Every time auto-editor processes a media file with audio, auto-editor reads, does analysis, then writes new the audio file. The most common type of files auto-editor processes are mp4
containers with an AAC audio track, but many other audio codecs could be used as well. Therefore, Auto-Editor converts them into WAV files.
However, the data needs to be in a form that can be viewed or changed by the Python runtime. That's where wavfile.py comes in. wavfile.py reads WAV file data and returns a data structure that Python can use. I won't spoil what is used in the final version, but first, let's examine a naïve approach.
# A 2-channel stereo audio samples
samples = [[0, 0, 345, 578, 345 ...], [0, 0, 235, 456, 234 ...]]

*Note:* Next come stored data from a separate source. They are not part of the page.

PR #159, opened 2021-09-07
Add an option to tag the image

tfoote:
This can make the resultant image easier to use and potentially push to a registry.

### DIFF
--- a/src/rocker/core.py
+++ b/src/rocker/core.py
@@ -103,6 +103,8 @@ class RockerExtensionManager:
         parser.add_argument('--mode', choices=OPERATION_MODES,
             default=OPERATIONS_INTERACTIVE,
             help="Choose mode of operation for rocker")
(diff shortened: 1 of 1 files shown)


src/rocker/core.py
```diff
@@ -223,6 +225,10 @@ def build(self, **kwargs):
             arguments['rm'] = True
             arguments['nocache'] = kwargs.get('nocache', False)
             arguments['pull'] = kwargs.get('pull', False)
+            image_name = kwargs.get('image_name', None)
+            if image_name:
+                print(f"Running docker tag {self.image_id} {image_name}")
```
meyerj, line 230: This patch broke compatibility with Python 3.5 and Ubuntu 16.04, which do not support f-strings yet. Not sure whether you still consider that relevant because it is already end-of-life, but it would be simple to fix by using another string formatting method here?

PR #162, opened 2021-10-05
pin staticx

### LINKED ISSUE #161: nvidia extension: OS detection is failing
I cleared out some cached docker images today that were laying around for a few weeks. As a result, when I try to run the `--nvidia` extension, I get a `detect_os` failure that I wasn't seeing before.

For example, if I run the following command, I have no issues:
```
rocker ubuntu:bionic bash
```

Add the `--nvidia` argument (`rocker --nvidia ubuntu:bionic bash`), and I see the following error:
```
Step 12/12 : CMD [ "" ]
 ---> Running in 165a674db9fa
Removing intermediate container 165a674db9fa
 ---> fbf38e2b1399
Successfully built fbf38e2b1399
Successfully tagged rocker:os_detect_ubuntu_bionic
running,  docker run -it --rm fbf38e2b1399
output:  
/tmp/detect_os failed:
WARNING unable to detect os for base image 'ubuntu:bionic', maybe the base image does not exist
```

I am using rocker version `0.2.4`.

It looks like the error is here: https://github.com/osrf/rocker/blob/main/src/rocker/nvidia_extension.py#L100

Perhaps something has changed in an upstream dependency?

tfoote:
Fixes #161

### DIFF
--- a/src/rocker/os_detector.py
+++ b/src/rocker/os_detector.py
@@ -32,7 +32,7 @@ RUN python3 -m venv /tmp/distrovenv
 # patchelf needed for staticx
 # binutils provides objdump needed by pyinstaller
 RUN apt-get update && apt-get install -qy patchelf binutils
-RUN . /tmp/distrovenv/bin/activate && pip install distro pyinstaller==4.0 staticx
+RUN . /tmp/distrovenv/bin/activate && pip install distro pyinstaller==4.0 staticx==0.12.3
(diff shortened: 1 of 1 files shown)


adlarkin (approved):
This fixed the OS detector  issue for me with both `ubuntu:bionic` and `ubuntu:focal` images. Thanks!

The code above represents samples as a native Python list, however, this is incredibly memory inefficient. A typical audio file is has a sample rate of 44.1kHz. That means that one second of audio needs to store 44,100 numbers. Let's see how well Python stores all this data.
>>> sys.getsizeof([0] * 44100) + 44100 * 28
1587656 # 1,587,656 bytes -> 1.5 megabytes
That's pretty bad.
The reason why memory usage is so high is that the lists can't store int objects directly. They store a 4 byte reference to a Python Object, which in this case is a 28 byte sized int. In order to reduce memory, we'll need to pick a more suitable data structure.

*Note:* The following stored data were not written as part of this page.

PR #164, opened 2021-11-30
add an option to preserve the home directory instead of deleting it if the uid or username collide

tfoote:
This allows persistence of existing content in home directories from underlays if not using the --home option.


chapulina (approved):
Looks reasonable to me

PR #166, opened 2021-12-13
Volume argument parsing change proposal

darkgap:
This is a proposal, as the the [README.md](https://stackoverflow.com/a/36338204) actually specifies that the last path should be terminated with `--`, but I missed that. This made me lose quite a bit of time understanding what was going on since I was trying to bind volumes as follows:

```
rocker --nvidia --x11 --name iaslab --volume "$HOME/my/folder:/container/folder" user/image
usage: rocker [-h] [--noexecute] [--nocache] [--nocleanup] [--pull] [-v] [--dev-helpers]
              [--devices [DEVICES [DEVICES ...]]] [--env NAME[=VALUE] [NAME[=VALUE] ...]]
              [--env-file ENV_FILE] [--git] [--git-config-path GIT_CONFIG_PATH] [--home]
              [--name NAME] [--network {host,none,bridge}] [--nvidia] [--privileged]
              [--pulse] [--ssh] [--user] [--user-override-name USER_OVERRIDE_NAME]
              [--user-preserve-home] [--volume HOST-DIR[:CONTAINER-DIR[:OPTIONS]]
              [HOST-DIR[:CONTAINER-DIR[:OPTIONS]] ...]] [--x11]
              [--mode {interactive,non-interactive,dry-run}] [--image-name IMAGE_NAME]
              [--extension-blacklist [EXTENSION_BLACKLIST [EXTENSION_BLACKLIST ...]]]
              image [command [command ...]]
rocker: error: the following arguments are required: image
```

The argument parser for the `--volume` flag, being configured with `nargs='+'`, was causing the `--volume` directive to eat up the *image* positional argument if used as last optional one (also see [this StackOverflow issue](https://stackoverflow.com/a/36338204)). 
Adopting this change makes the configuration of volumes so that each bind is specified with its own `--volume` flag.

I think that this approach is slightly better (and also more inline with the way the Docker CLI handles it). If changing the code is not possible or wanted, I propose to document the need for `--` in the `rocker --help` message.

Co-authored with @gdelazzari

### DIFF
--- a/README.md
+++ b/README.md
@@ -142,17 +142,19 @@ On Bionic
 
 ## Volume mount
 
-For arguments with one element not colon separated.
+### For arguments with one element not colon separated
 
-`--volume` adds paths as docker volumes. The last path must be terminated with two dashes `--`.
+`--volume` adds paths as docker volumes. One `--volume` directive must be used for each path.
 
-    rocker --volume ~/.vimrc ~/.bashrc -- ubuntu:18.04
+    rocker --volume ~/.vimrc --volume ~/.bashrc ubuntu:18.04
 
 The above example of the volume option will be expanded via absolute paths for `docker run` as follows:
 
     --volume /home/<USERNAME>/.vimrc:/home/<USERNAME>/.vimrc --volume /home/<USERNAME>/.bashrc:/home/<USERNAME>/.bashrc  
 
-For arguments with colon separation it will process the same as `docker`'s `--volume` option, `rocker --volume` takes 3 fields.
+### For arguments with colon separation
+
+it will process the same as `docker`'s `--volume` option, `rocker --volume` takes 3 fields.
 - 1st field: the path to the file or directory on the host machine.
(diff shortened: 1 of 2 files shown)


tfoote:
Requiring repeating the `--volume` argument makes the command much more verbose. And the use of `--` is a standard of the argparse tool. This is something that's standard upstream. If you're using any `nargs=+` or `nargs=?' arguments this can be an ambiguity. If you use the `--volume` argument before any other argument that starts with a `--` this will not be necessary. 

I believe that most of the argument parsing is automated. But if you can find a way to detect that there's a nargs argument at the end without any positional arguments then it likely is something that would be helpful to the user and potentially even submitted upstream for standard processing. In general I don't want to start doing custom processing of command line arguments.

tfoote (commented):
Moving my comment over here to the review. The structure of the argument parsing is a core upstream capability that I don't expect to change. Improved errors or other features would be good to add.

Using numpy arrays allows us to pack fixed-size data extremely tightly and efficiently.
>>> sys.getsizeof(np.zeros([44100, 1], dtype=np.int32))
176528 # 176,528 bytes -> 176 kilobytes
The memory used is much more reasonable. By using numpy arrays, we see a 10x improvement in memory.

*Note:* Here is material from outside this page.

PR #175, opened 2022-03-23
22.04 tested working

tfoote:


chapulina (approved):
Thanks! `glxgears` works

However, even with numpy arrays, working with large audio files can still consume a lot of memory. For example, a 6-hour stereo audio file can take up around 2GB of memory. Since auto-editor reads and writes big audio files. It's important that auto-editor doesn't have these big files in memory at the same time, but at one point, that was exactly what was happening.
In commit 9657cfa, I had to give a hint to Python's Garbage Collector using the del
keyword because the input audio samples weren't being cleaned up soon enough. This reduced peak memory consumption by half, but I actually figured out a substantial optimization that made this patch irrelevant.
I knew before writing even a single piece of audio rendering code that lists were unsuitable to the task, but I what didn't know that applying this optimization would save so much memory, and would make my fix obsolete in the process.
The optimization was swapping numpy.array
to numpy.memmap
when reading and writing audio WAV files. memory-maps are a way of reading and writing files as if it were in memory, but can be lazy-loaded from storage. Otherwise, numpy.memmap
has basically the same interface as numpy.array
.
Memory-maps really shine in our use-case because since we've already paid for the storage cost by storing audio data in the WAV format, we've reduced the memory used in this operation to almost zero!
Thinking about your data structures is essential if you care about performance. Sometimes researching more than what is typically used/well known. The best way to catch these issues is to test your program with very large input and profile the memory, storage, and time used.
Creating fast, efficient programs is everyone's responsibly.
Python has a built-in alternative to numpy arrays, which is the array.array datatype. However, there are many problems. One is that you don't have nice guaranteed, only platform-dependent int
long
and long long
values. Another is that numpy has speed optimizations like SIMD and array.array
doesn't. array.array
is really only a thin layer other a fixed size C array, but C Compilers don't include these arithmetic optimizations like numpy does.